State v. Vernell T. Williams, 2002 WI App 306
For Williams: Michael A. Haakenson
Issue: Whether a stop whose purpose (to investigate possible connection to an earlier crime) had dissipated was unlawfully prolonged by a checking the driver’s license.

Holding:

¶19. In State v. Ellenbecker, 159 Wis. 2d 91, 464 N.W.2d 427 (Ct. App. 1990), we held that a request for a driver’s license from a driver whose vehicle was disabled, and a status check on the license, did not transform a lawful “motorist assist” into an unlawful seizure. …¶20. We next stated that Wis. Stat. § 343.18(1) (1999-2000) gives law enforcement officers the authority to require a driver of a motor vehicle to display his or her license on demand. …

¶22. For the reasons we relied on in Ellenbecker, we conclude that it was reasonable for Officer Garcia to make a report of the incident, even if she had already decided that the driver was not Williams, and for that purpose it was reasonable for her to ask for Williams’s name and identification. Once Williams stated that he had no identification, there was a reasonable ground for further detention. Under Wis. Stat. § 343.18(1), persons operating motor vehicles are required to have their licenses with them. The fact that Williams did not have identification was a violation of this statute and was a reasonable ground for suspecting that Williams was not authorized to drive. We conclude that Officer Garcia’s calling Officer Henderson because he knew many people was a reasonable means of identifying Williams, and, further, that once she knew the man was Williams, it was reasonable for her to ask dispatch to determine whether he had a valid driver’s license. 4


4 We observe that under State v. Ellenbecker, 159 Wis. 2d 91, 464 N.W.2d 427 (Ct. App. 1990), even if Williams had produced his driver’s license, Garcia could have lawfully checked on the status of his license.

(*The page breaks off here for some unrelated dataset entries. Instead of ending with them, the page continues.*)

PR #1227, opened 2024-06-12
Multi GPU: dispatch/gather inputs and outputs to the ks/pbs on all GPUs

agnesLeroy:
closes: https://github.com/zama-ai/tfhe-rs-internal/issues/598

### Check-list:


backends/tfhe-cuda-backend/cuda/src/integer/cmux.cuh
```diff
@@ -89,6 +89,17 @@ __host__ void host_integer_radix_cmux_kb(
...
 
+  auto message_extract_lut_f = [params](Torus x) -> Torus {
+    return x % params.message_modulus;
+  };
+  generate_device_accumulator<Torus>(
+      streams[0], gpu_indexes[0],
+      mem_ptr->message_extract_lut->get_lut(gpu_indexes[0], 0),
+      params.glwe_dimension, params.polynomial_size, params.message_modulus,
+      params.carry_modulus, message_extract_lut_f);
+  mem_ptr->message_extract_lut->broadcast_lut(streams, gpu_indexes,
```
pdroalves, line 100: The number of synchronizations in `broadcast_lut()` can impact performance here. Maybe we can implement a lazy sync by introducing a `sync_streams` parameter in that function. In cases like this we could synchronize all the streams only once inside `integer_radix_apply_univariate_lookup_table_kb`. Wdyt?

backends/tfhe-cuda-backend/cuda/src/integer/integer.cuh
```diff
@@ -153,28 +155,69 @@ __host__ void integer_radix_apply_univariate_lookup_table_kb(
...
+  /// outputs
+  std::vector<Torus *> lwe_array_in_vec = lut->lwe_array_in_vec;
+  std::vector<Torus *> lwe_after_ks_vec = lut->lwe_after_ks_vec;
+  std::vector<Torus *> lwe_after_pbs_vec = lut->lwe_after_pbs_vec;
+  std::vector<Torus *> lwe_trivial_indexes_vec = lut->lwe_trivial_indexes_vec;
+
   auto active_gpu_count = get_active_gpu_count(num_radix_blocks, gpu_count);
-  for (uint i = 0; i < active_gpu_count; i++) {
-    cuda_synchronize_stream(streams[i], gpu_indexes[i]);
+  if (active_gpu_count == 1) {
```
pdroalves, line 166: Ideally we should not need this conditional. We should have generic functions that would silently skip gather/scatter if `active_gpu_count == 1`. That would simplify the code and thus improve readability. However, I don't think this is a priority and I want to merge this PR ASAP. Should we open an issue for our future selfs?

backends/tfhe-cuda-backend/cuda/src/integer/multiplication.cuh
```diff
@@ -224,11 +226,12 @@ __host__ void host_integer_sum_ciphertexts_vec_kb(
   auto message_modulus = mem_ptr->params.message_modulus;
   auto carry_modulus = mem_ptr->params.carry_modulus;
   auto num_blocks = num_blocks_in_radix;
-  auto big_lwe_size = mem_ptr->params.big_lwe_dimension + 1;
+  auto big_lwe_dimension = mem_ptr->params.big_lwe_dimension;
+  auto big_lwe_size = big_lwe_dimension + 1;
   auto glwe_dimension = mem_ptr->params.glwe_dimension;
   auto polynomial_size = mem_ptr->params.polynomial_size;
   auto lwe_dimension = mem_ptr->params.small_lwe_dimension;
```
pdroalves, line 233: Probably we should rename this to `small_lwe_dimension` for consistency.

backends/tfhe-cuda-backend/cuda/src/utils/helper_multi_gpu.cuh
```diff
@@ -0,0 +1,183 @@
...
+      cuda_synchronize_stream(streams[i], gpu_indexes[i]);
+}
+template <typename Torus>
+void multi_gpu_release_lwe(cudaStream_t *streams, uint32_t *gpu_indexes,
+                           std::vector<Torus *> &vec,
+                           bool sync_threads = true) {
+
+  for (uint i = 0; i < vec.size(); i++) {
+    cuda_drop_async(vec[i], streams[i], gpu_indexes[i]);
+    if (sync_threads)
```
pdroalves, line 177: We probably want to launch all asynchronous memory release and then have a second loop synchronizing. Doing that we may have released some arrays before we get to the related synchronization call.

Of course, performance impact would not be huge but it's a small sand grain.

tfhe/benches/integer/bench.rs
```diff
@@ -1983,32 +1983,32 @@ mod cuda {
 
     criterion_group!(
         default_cuda_ops,
-        cuda_neg,
-        cuda_sub,
-        cuda_unsigned_overflowing_sub,
-        cuda_unsigned_overflowing_add,
+        //cuda_neg,
```
pdroalves, line 1986: What's the motivation here? Don't we care about these benchmarks?

pdroalves (approved):
I like what I see. I have a few questions and a optimization idea, but feel free to merge as is as long as the CI allows you :-)

tfhe/benches/integer/bench.rs
agnesLeroy: Oh wow good catch I forgot to remove this commit in the rebase. Will revert this change.

backends/tfhe-cuda-backend/cuda/src/integer/cmux.cuh
agnesLeroy: Actually do we need to synchronize streams in broadcast_lut?

backends/tfhe-cuda-backend/cuda/src/utils/helper_multi_gpu.cuh
agnesLeroy: I don't understand what you mean: here we release memory then synchronize, for each GPU. It seems to me this is equivalent to doing:
```
  for (uint i = 0; i < vec.size(); i++) {
      cuda_drop_async(vec[i], streams[i], gpu_indexes[i]);
  }
  if (sync_threads) {
      for (uint i = 0; i < vec.size(); i++) {
          cuda_synchronize_stream(streams[i], gpu_indexes[i]);
      }
  }
  vec.clear();
```
Am I wrong?

backends/tfhe-cuda-backend/cuda/src/integer/cmux.cuh
agnesLeroy: Ok it seems that we do need it :sweat_smile:

backends/tfhe-cuda-backend/cuda/src/utils/helper_multi_gpu.cuh
agnesLeroy: Hmm ok I see what you mean. Indeed it should have a very small impact on performance, I'll make the change anyway.

agnesLeroy: Actually, is it legitimate to call vec.clear() if we don't synchronize the threads? Isn't it going to remove some pointers before they're dropped?

backends/tfhe-cuda-backend/cuda/src/integer/cmux.cuh
pdroalves: Good point. Probably not since any kernel dependency will be added to the same stream as the copy. We have to test to be sure, but we probably would be safe.

agnesLeroy: I'll open an issue to do that in another PR, I'd like to merge this one asap :sweat_smile:

agnesLeroy: https://github.com/zama-ai/tfhe-rs-internal/issues/664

Once they stop a car, police have authority to ask for and check on the status of the motorist’s driver’s license. (This authority ought to be kept in mind when reviewing routine traffic stop cases.) Williams was stopped because the police wrongly but reasonably believed his car matched the description of a car they were investigating. Even though Williams was cleared of that, the police were allowed to ask for his DL and, for better or worse, he didn’t have one — he then became subject to arrest for that offense. “Subject to” but not necessarily arrested in fact; the opinion doesn’t say, and it isn’t clear from the facts whether he was indeed arrested, see ¶4. The court apparently assumed that Williams was not then under arrest, ¶23: “Once Officer Garcia knew Williams did not have a valid driver’s license, she could at that point lawfully detain him further only for the purpose of giving him a citation for that violation, and, perhaps, for a violation of Wis. Stat. § 343.18(1), since the record discloses no basis for reasonably suspecting him of any other violation at that time.” In any event, evidence eventually was seized from the trunk of the car, the validity of which seizure turned on whether Williams properly consented, something the court analyzes in terms of prolonging the stop, as summarized below.Ellenbecker adopted, in Coffia v. State, 2008 OK CR 24 (“public interest in running a status check on a license” outweighs iminimal intrusion involved).